Give the number of lines in the data below where the word "down" appears, and nothing besides.

───

PR #215, opened 2024-04-11
update image

ZhouXing19:


ZhouXing19:
Alright we need to set the cluster settings to bring the ci time down.

PR #219, opened 2024-04-15
docker: consolidated docker compose setup to the docker directory

ryanluu12345:
Previously, we were maintaining two sets of database configurations for our manual and CI testing workflows. This led to duplication and drift between the two environments. We now consolidate so that it's simpler to run any type of testing and have the docker compose configs transparent.

Resolves: CC-27869
Release Note: None

**Testing**
The CI testing results here will prove out that things work.

Local Testing
Largely the same with the exception of the connection string needed.
```
--source "mysql://user:password@localhost/molt"
```
Instead of `root:password`

**Impact of consolidation**
On a fresh pull from Docker repos, this takes 40 seconds in latest CI run, versus 34 seconds in a previous run. This is an acceptable amount of delay caused by consolidating.

**TODO**

- [x] Conditional seeding of data


ryanluu12345:
Ahh I see what I need to dig into: the delays caused by data seeding are probably leading to this issue. I should probably do conditional seeding. Let me look into how I can do that.

Makefile
```diff
@@ -23,3 +23,9 @@ run_e2e_tests:
 
 rewrite_e2e_tests:
 	go test -timeout 600s -run TestDataDriven github.com/cockroachdb/molt/e2e -e2e-enabled --rewrite
+
+run_compose_local:
```
ZhouXing19, line 27: Just to confirm if i understand it correctly: 
- `docker-compose ./docker/docker-compose.yml` is now a set of light-weight container -- they are not bound to local volumns, nor have init scripts to run. So they are fast to set up and tear down. 

- `{run|down}_compose_local` is based on the `docker-compose ./docker/docker-compose.yml` but with init scripts and enhanced with observability.

so the former are "bare bone" containers to suit the tests, but the later are a more comprehensive, wrapped containers. 

I like this implementation, but what is `run_compose_local` is used for? For local manual tests only?

ZhouXing19 (approved):

Makefile
ryanluu12345: Yep the `./docker/docker-compose.yml` is lightweight and the bare minimum needed to run CI. It makes it so there are minimal changes for E2E and unit testing.

The `compose_local` setup is meant to be a local debugging and testing environment that allows you to run fetch on a pre-seeded dataset. So a use case is: if you want to test a new feature e2e without writing automated tests. I routinely do this when I'm building out new features. So yes, local manual tests on a dataset we use often.

ZhouXing19: Cool, thanks for explaining!

PR #221, opened 2024-04-17
cdc_sink_test: added first cut of CDC sink integration testing

ryanluu12345:
This change supports CDC sink integration testing for PostgreSQL, MySQL, and CockroachDB as sources. The test runs all the setup on the source and target tables, does the initial data load via fetch and then spins up the CDC sink routine and verifies that a rows is properly replicated on the target. Additionally, added infrastructural and Github workflow changes to support this testing in our CI environment: mainly to pull the correct CDC sink latest version.

Resolves: CC-27870
Release Note: None


dbconn/pg.go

───

- Task solution:
3